Shortly after he announced Friday that the U.S., along with France and Britain, had launched missiles against Syria, in retaliation for its government’s alleged use of chemical weapons against civilians, President Donald Trump triumphantly tweeted: “Mission accomplished.”

This is a non sequitur.

What was the mission? Regime change? Bashar al-Assad is still very much in power and a barrage of missile strikes won’t change that.

An end to the Syrian civil war? Sadly, it is still going strong. Shortly after the airstrikes, Assad’s forces redoubled their attacks on rebel forces and took control of rebel-held territory.

To punish Assad for the use of chemical weapons? If history is a guide, he’ll do so again.

Dying by chemicals weapons is certainly horrific, but dying from conventional weapons is terrible as well. Tracking the death toll is Syria is difficult, but reliable estimates put the number of Syrians killed near 400,000 since the civil war began in March 2011. Nearly 20,000 of them were children.

Ending the civil war in Syria will require a long-term diplomatic strategy and commitment, something Trump seems incapable of. Earlier this month, he was saying the United States needed to end its involvement in Syria. The came the airstrikes, which Trump had announced on Twitter days earlier, giving Syrian and Russian forces time to prepare.

This all leads a cynic to believe Friday’s action was meant to distract the American public’s attention away from a week of bad news for Trump. This is a classic “wag the dog” scenario.

The president says he was prompted to act by the suffering of Syrian children. The lives, and deaths, of children in Syria are unthinkably terrible. Yet, U.S. policies are forcing children and adults to stay in the war-ravaged country.

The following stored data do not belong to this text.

PR #45, opened 2021-03-10
iOS Archiving for MapLibre + MetalANGLE

roblabs:
This PR is the result after testing `Product` > `Archive` from within Xcode.  

* Create an app with MapLibre + MetalANGLE to verify if the embedding of the Frameworks is correct.
* This PR has changes to the Xcode Project, which is difficult to assess in `git diff`, so be sure to see the discussion and screen caps below.

### DIFF
--- a/.gitmodules
+++ b/.gitmodules
@@ -49,3 +49,6 @@
 [submodule "maplibre-gl-js"]
 	path = maplibre-gl-js
 	url = https://github.com/maplibre/maplibre-gl-js.git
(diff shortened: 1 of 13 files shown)


roblabs:
@petr-pokorny-1 — please hold off on this PR until I can review #50 .  There may be some duplication that would cause us to void this PR.

roblabs:
Closing with out merging.  Cherry picking (manually) into #50.

PR #61, opened 2021-03-31
[ios] Cherry pick changes from from https://github.com/mapbox/mapbox-gl-native-ios/pull/268/files

juhieta:
add allowScrollGesturesDuringRotateOrZoom


juhieta:
This is useful option to make zooming more "stable" by locking it to the original location

Issue #76, opened 2021-04-24
Map opens "zoomed in" when app brought to foreground with `metal-support` -branch


juhieta:
Using iOS SDK built from the `metal-support` -branch, map opens "zoomed in" when bringing front from background, and then updates to correct zoom level. This causes visible flickering.

This doesn't happen with SDK built from master.

# Steps to reproduce
1. Start iOS SDK [demo application](https://github.com/maplibre/maplibre-gl-native/tree/master/platform/ios/platform/ios/app) built from `metal-support` -branch
2. Move app to background (don't close it)
3. Click app icon to bring back to foreground

# Expected behavior
Map opens to correct zoom level without flickering

# Actual behavior
Map opens zoomed in, then quickly shows actual zoom level causing flicker.

Following is a video showing the issue with the iOS SDK Demo App, first in normal speed and then slowed down for better view:

https://user-images.githubusercontent.com/2369584/115957491-7e78c780-a50b-11eb-9589-ade706062091.mov

# Configuration
Maplibre iOS SDK version: `metal-support` -branch commit [bae8d18](https://github.com/maplibre/maplibre-gl-native/commit/bae8d18d5e04651177183c34f869bde7d55c32cb)
iOS/macOS versions: **iOS 14.4**
Device/simulator models: **iPhone 11 Simulator**
Xcode version: **12.4**

juhieta:
This problem can be fixed with PR #83

juhieta:
Was fixed with #83

juhieta:
Reopening until #83 is merged to metal branch

petr-pokorny-1:
> Reopening until #83 is merged to metal branch

@juhieta  I've merged #83 into metal branch, are we good to close this one?

juhieta:
> > Reopening until #83 is merged to metal branch
> 
> @juhieta I've merged #83 into metal branch, are we good to close this one?

Great, thanks and let's close! 👍

PR #83, opened 2021-05-18
[ios] Disable map snapshots by default

juhieta:
MapLibre currently periodically takes snapshots of the map view, and when brought from background to foreground, it will first display the latest snapshot and then change the display to rendered map.

With #68, to prevent iOS crashes, we limited map snapshotting to foreground. Snapshots are now taken every 60 seconds on iOS when map is idle in the foreground. Due to this, map snapshot is not necessarily very recent one. This causes following issues:

* If user has changed map style after last snapshot, wrong map style can flash when app is brought to foreground
* Map can jump quite much when brought to foreground
* Snapshotting also causes this "zoomed in" flash issue with with Metal branch: #76

I have been testing the iOS SDK and I have not noticed any drawbacks yet when disabling the map snapshotting completely. If we don't find any drawbacks, I suggest we first disable the snapshotting with a define (as done in this PR) and later we can remove the snapshotting logic completely if no issues arise.

### DIFF
--- a/platform/ios/platform/ios/src/MGLMapView.mm
+++ b/platform/ios/platform/ios/src/MGLMapView.mm
@@ -6699,7 +6699,9 @@ static void *windowScreenContext = &windowScreenContext;
         return;
     }
 
+#ifdef MBGL_ENABLE_MAP_SNAPSHOTS
     [self queueBackgroundSnapshot];
+#endif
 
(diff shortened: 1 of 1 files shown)


petr-pokorny-1 (approved):
Sounds good to me. Thanks for helping with this issue!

More than 5 million Syrians have left the country, which has been nearly destroyed by more than seven years of fighting. More than 12,000 Syrian refugees were resettled in the U.S. in 2016. So far, this year, 11 Syrian refugees have been allowed into the country.

Shortly after taking office, Trump initiated a travel ban that temporarily barred all arrivals from Syria. His administration has also slashed the number of refugees allowed into the country.

Certainly not all refugees from unstable, violent countries, can come to the U.S., Canada or Europe. But by refusing to accept refugees, especially from Muslim countries, the U.S. is sending a message that it does not truly care about their plight.

The strikes against Syria also raise serious questions about what should be a president’s limited ability to start new military missions. Trump is not the first president to launch airstrikes or to take military action without congressional authorization. But if there are to be broader operations in Syria, Congress must be involved.

“Congress must take on a larger role in this decision making, as it is incumbent upon our nation’s legislative body to authorize the use of military force,” Sen. Angus King said in a statement Friday night. “As we move forward in the days ahead, I will continue to push for a more comprehensive strategy in Syria – as I did with the Obama Administration – and urge the current administration to work closely with members of Congress on both sides of the aisle, and our partners around the world to help resolve this troubling conflict.”

The Syrian civil war is a terrible conflict that must be brought to an end. The weekend airstrikes, however, brought the world no closer to a resolution. No mission was accomplished. To truly do that, the U.S. and its allies must engage in a much more meaningful and consistent way, especially on the diplomatic front.

There must first be a clear strategy before there are any future missions. This will demand focused, sustained attention from the president, something he has so far been unable to deliver.